Your objective: Return only the lines starting at the line that contains "feat(calendar): add 'visibleDays' method" and ending with the final line of the listing; include both endpoints.

Exercise material:
■ ■ ■

PR #4982, opened 2026-06-10
fix(calendar): fix 'dateFilter' type

TomMenga:
Should we mark it as a breaking change? In theory, it's transparent to consumers


jeripeierSBB (approved):
LGTM

PR #5004, opened 2026-06-18
feat(calendar): add 'visibleDays' method

TomMenga:


src/elements/calendar/calendar/calendar.component.ts
```diff
@@ -375,6 +375,13 @@ export class SbbCalendarElement<T = Date> extends SbbFormAssociatedMixin(SbbElem
     this.shadowRoot?.removeEventListener('slotchange', this._onSlotChange, { capture: true });
   }
 
+  /**
+   * Return the list of days that are visible in the calendar.
```
jeripeierSBB: Doesn't matter, but most of the time (except for two occurrences), we use the `s`
```suggestion
   * Returns the list of days that are visible in the calendar.
```

jeripeierSBB (approved):
LGTM, thank you!

PR #5005, opened 2026-06-18
fix(signet, logo): fix height adaption

jeripeierSBB:
Setting a dimension on the logo should scale it properly.


kyubisation (approved):
LGTM 👍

■ ■ ■

Answer space:
feat(calendar): add 'visibleDays' method

TomMenga:


src/elements/calendar/calendar/calendar.component.ts
```diff
@@ -375,6 +375,13 @@ export class SbbCalendarElement<T = Date> extends SbbFormAssociatedMixin(SbbElem
     this.shadowRoot?.removeEventListener('slotchange', this._onSlotChange, { capture: true });
   }
 
+  /**
+   * Return the list of days that are visible in the calendar.
```
jeripeierSBB: Doesn't matter, but most of the time (except for two occurrences), we use the `s`
```suggestion
   * Returns the list of days that are visible in the calendar.
```

jeripeierSBB (approved):
LGTM, thank you!

PR #5005, opened 2026-06-18
fix(signet, logo): fix height adaption

jeripeierSBB:
Setting a dimension on the logo should scale it properly.


kyubisation (approved):
LGTM 👍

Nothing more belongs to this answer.